*DATA SECTION:*
§

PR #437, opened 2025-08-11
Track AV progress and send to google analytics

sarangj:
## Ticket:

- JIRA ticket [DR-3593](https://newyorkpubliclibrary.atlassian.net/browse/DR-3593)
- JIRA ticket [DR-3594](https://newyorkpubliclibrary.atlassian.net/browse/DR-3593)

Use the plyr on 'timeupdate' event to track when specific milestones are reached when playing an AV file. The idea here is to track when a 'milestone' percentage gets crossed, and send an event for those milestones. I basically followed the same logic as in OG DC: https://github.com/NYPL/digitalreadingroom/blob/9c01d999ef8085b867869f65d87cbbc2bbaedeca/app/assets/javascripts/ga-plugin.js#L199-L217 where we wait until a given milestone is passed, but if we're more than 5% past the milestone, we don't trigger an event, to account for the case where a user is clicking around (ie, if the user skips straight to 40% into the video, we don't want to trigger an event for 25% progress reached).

§

*EXERCISE OBJECTIVE:* Restate each record above exactly, leaving nothing out.

*REPLY:*
PR #437, opened 2025-08-11
Track AV progress and send to google analytics

sarangj:
## Ticket:

- JIRA ticket [DR-3593](https://newyorkpubliclibrary.atlassian.net/browse/DR-3593)
- JIRA ticket [DR-3594](https://newyorkpubliclibrary.atlassian.net/browse/DR-3593)

Use the plyr on 'timeupdate' event to track when specific milestones are reached when playing an AV file. The idea here is to track when a 'milestone' percentage gets crossed, and send an event for those milestones. I basically followed the same logic as in OG DC: https://github.com/NYPL/digitalreadingroom/blob/9c01d999ef8085b867869f65d87cbbc2bbaedeca/app/assets/javascripts/ga-plugin.js#L199-L217 where we wait until a given milestone is passed, but if we're more than 5% past the milestone, we don't trigger an event, to account for the case where a user is clicking around (ie, if the user skips straight to 40% into the video, we don't want to trigger an event for 25% progress reached).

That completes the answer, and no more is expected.